Anak-anak tersebut, menurut Iwan telah menjadi korban akibat tidak konsistennya regulasi yang dilakukan oleh KCD.
“Apakah hal ini mau dibiarkan atas nama regulasi? Regulasinya apa, SK. Kami menyakini kami benar,” tegasnya.
Keterangan KCD: 24 Siswa Daftar Offline
Humas KCD Pendidikan Wilayah IV Disdik Provinsi Jawa Barat, Naufal Ridwan menjelaskan, terkait SK tersebut perlu dipahami secara komprehensif.
“Namun perlu penjelasan lebih komprehensif terkait SK tersebut. Jangan sampai dengan adanya SK itu menjadi menyalah arti kan segala maksud dan tujuannya,” kata Naufal kepada Cluetoday, melalui Whatsapp.
Naufal menyebut, 24 siswa yang tidak masuk Dapodik tersebut mendaftar PPDB melalui pendaftaaran luring. Tidak sesuai aturan PPDB yang melalui sistem daring.
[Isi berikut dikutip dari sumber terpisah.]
PR #1875, opened 2024-05-02
[Spine] Fix two color tint data not being copied across to backend buffer on first frame

### LINKED ISSUE #1824: Spine Two-Color Tint Bug
- axmol version: 2.1.2
- devices test on: M1 Macbook Pro
- developing environments
   - Xcode version: 15.2
   - cmake version: 3.29.0

Steps to Reproduce:
1. After getting the Axmol project building and running on M1 Macs, update the Spine runtimes to the latest version off GitHub.
2. Add the Spine Cocos2d-x runtimes examples into the new Axmol project, and use the Spine Cocos2d-x runtimes AppDelegate.h instead of the one packaged with Axmol.
3. Change line # 60 from `auto glview = director->getOpenGLView();` to `auto glview = director->getGLView();` and line # 65 from `director->setOpenGLView(glview);` to `director->setGLView(glview);`
4. To better see this issue change line # 107 of AppDelegate.cpp from director->setAnimationInterval(1.0f / 60); to director->setAnimationInterval(1.0f); (This gives us longer to see the first frame failing to render properly.)
5. In AppDelegate.cpp include "RaptorExample.h", un-comment line # 113 and then comment out line # 114, this way the AppDelegate loads up directly into the example that uses two-color tinting.
6. Add the following lines to the RaptorExample.cpp before it's added as a child (e.g. between lines # 53 and # 54): skeletonNode->setDebugBonesEnabled(true); skeletonNode->setDebugMeshesEnabled(true); (This shows that the skeleton is loaded and should be rendered on the first frame, but isn't while two-color tint is enabled.)
7. Run the project on your arm64 Mac, and observe that the Spine-boy Raptor skeleton doesn't render anything except the debug bones and meshes for the first frame, and then renders correctly after that.
8. For posterity, comment out line # 52 of the RaptorExample.cpp class to disable two-color tinting here, and then re-build and re-run the project, observe that this time the Spine-boy Raptor skeleton properly renders on the first frame, as well as subsequent frames.

This bug also exists in Cocos2d-x v4.0, but not Cocos2d-x v3.17.2, likely due to all the Renderer, GL, and Shader changes made to support Metal on Apple devices.

I've submitted a [bug report](https://github.com/EsotericSoftware/spine-runtimes/issues/2501) to the Esoteric Software team as well, but it's very possible that their fix will need to be back ported to Axmol from Cocos2d-x (it'd be nice if they started supporting Axmol officially since Cocos2d-x is dead, but I don't see that happening anytime soon).

I will mention that in my use case it sometimes takes 24 frames or more before the skeleton renders for the first time, and not a single frame like the repro steps I provided.

I've played around with trying to update the skeleton, and the SkeletonTwoColorBatch with `deltaTime = 0.0f`, I've tried to force flush for the lastTwoColorTrianglesCommand on each draw, I've tried disabling culling, setting the skeleton to its setup pose, and updating its world transforms, but nothing solves the issue.

This does bring up two additional Spine related bugs:
1. ~~The version of Spine packaged with Axmol contains the [following bug](https://github.com/EsotericSoftware/spine-runtimes/issues/2401), and should be updated the latest source code from GitHub to fix this bug. This is a critical issue that causes the game to crash when attempting to load a skeleton that contains mesh deformations (which was a headache I had to deal with last week).~~
(That one was my fault due to getting the Axmol 2.1.2 release and not the latest code from GitHub.)
2. ~~CC_USE_CULLING is used in the SkeletonRenderer.cpp code for the Spine Cocos2d-x runtimes, and thus the Axmol runtimes without modifications, but CC_USE_CULLING is never defined to be an alias for AX_USE_CULLING. This causes the Spine runtimes to ignore the Axmol AX_USE_CULLING config option in the Configs.h file.~~
(With the merge of #1825, this issue is now fixed.)

rh101:
## Describe your changes

The two color tint vertex data was being updated after a new render command (`TwoColorTrianglesCommand`) is added, but the issue is that the `addCommand` method would have already updated the back-end buffer with the passed in data.  This meant that the vertex data in the back-end buffer did not contain the updated values.

It's primarily an issue with `TwoColorTrianglesCommand`, because of how it works.  The non-two color tint code uses `TrianglesCommand`, and does not seem to copy the data on `addCommand`, but rather hold a reference to the vertex data to be used later in the rendering process (if I understand it correctly).  Regardless of that, the section for non-two color tint has also been changed to update the data before the `Renderer::addCommand` is called.

#1824 

### For each PR
       
   Optional:
          
### For core/new feature PR

### DIFF
--- a/extensions/spine/src/spine/SkeletonRenderer.cpp
+++ b/extensions/spine/src/spine/SkeletonRenderer.cpp
@@ -406,25 +406,28 @@ namespace spine {
 					triangles.indices = batch->allocateIndices(triangles.indexCount);
 					memcpy(triangles.indices, _clipper->getClippedTriangles().buffer(), sizeof(unsigned short) * _clipper->getClippedTriangles().size());
 
-					axmol::TrianglesCommand *batchedTriangles = batch->addCommand(renderer, _globalZOrder, texture, _programState, blendFunc, triangles, transform, transformFlags);
-
-					const float *verts = _clipper->getClippedVertices().buffer();
-					const float *uvs = _clipper->getClippedUVs().buffer();
-                    V3F_C4B_T2F *vertex = batchedTriangles->getTriangles().verts;
-                    for (int v = 0, vn = batchedTriangles->getTriangles().vertCount, vv = 0; v < vn; ++v, vv += 2, ++vertex) {
-                        vertex->vertices.x = verts[vv];
-                        vertex->vertices.y = verts[vv + 1];
+                    const float* verts  = _clipper->getClippedVertices().buffer();
+                    const float* uvs    = _clipper->getClippedUVs().buffer();
+                    V3F_C4B_T2F* vertex = triangles.verts;
+                    for (int v = 0, vn = triangles.vertCount, vv = 0; v < vn;
+                         ++v, vv += 2, ++vertex)
+                    {
+                        vertex->vertices.x  = verts[vv];
+                        vertex->vertices.y  = verts[vv + 1];
                         vertex->texCoords.u = uvs[vv];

“Pelaksanaan PPDB itu dilakukan secara Online. Sedangkan siswa yang 24 orang itu dimasukan secara offline. Ini jelas menyalahi aturan,” ungkapnya, tanpa menyebut pihak yang melakukan itu.
Meski begitu, Naufal menyebut, permasalahan ini sudah dalam penanganan Sekolah sesuai arahan KCD dan Disdik Provinsi Jawa Barat.
“Ijin kami sampaikan untuk permasalahan 24 siswa Jalancagak sudah di tangani oleh Manajemen Sekolah. Tentunya atas sepengetahuan Cabang Dinas dan arahan dari Disdik Jabar,” jelasnya.
Cluetoday mencoba mendatangi pihak sekolah. Namun belum berhasil. Usai viralnya permasalahan ini, di Gerbang Sekolah dipasang spanduk bertulis “Yang Tidak Berkepentingan, Dilarang Masuk”.
Urgensi Berdirinya Sekolah Menengah Negeri di Ciater
Upaya mendirikan SMA Negeri di Ciater telah dimulai sejak 2020 lalu. Namun tidak masuk program prioritas pembangunan sekolah baru di Provinsi Jawa Barat.
Padahal, menurut Iwan, kebutuhan masyarakat Ciater mendaftarkan anak-anaknya ke sekolah SMA Negeri sederajat, mendesak dipenuhi. SMA Negeri terdekat dari Ciater hanya SMA Negeri Jalancagak yang berjarak 8 KM.
Iwan menduga, lambatnya realisasi ini dikarenakan terjadi kongkalikong dengan salah satu sekolah swasta. Akibat perebutan calon siswa pendaftar.
“Solusi kedepan, hadirkan SMA Negeri. Namun disini terjadi kongkalikong pemangku kebijakan dengan sekolah swasta,” ucap Iwan.
Alasannya, cerita Iwan, lulusan SMP di Ciater 520 siswa. Namun yang masuk ke SMK Swasta hanya 24. Sehingga kala itu, disimpulkan oleh KCD, minat warga Ciater malanjutkan sekolah ke SMA, rendah.
Padahal, menurutnya, dari 24 itu, melanjutkan sekolah ke luar Ciater. Sehingga ia menegaskan, kebutuhan adanya SMA di Ciater sudah mendesak.
“Inikan sisanya melanjutkan keluar daerah. Mestinya berpikir seperti itu,” jelasnya.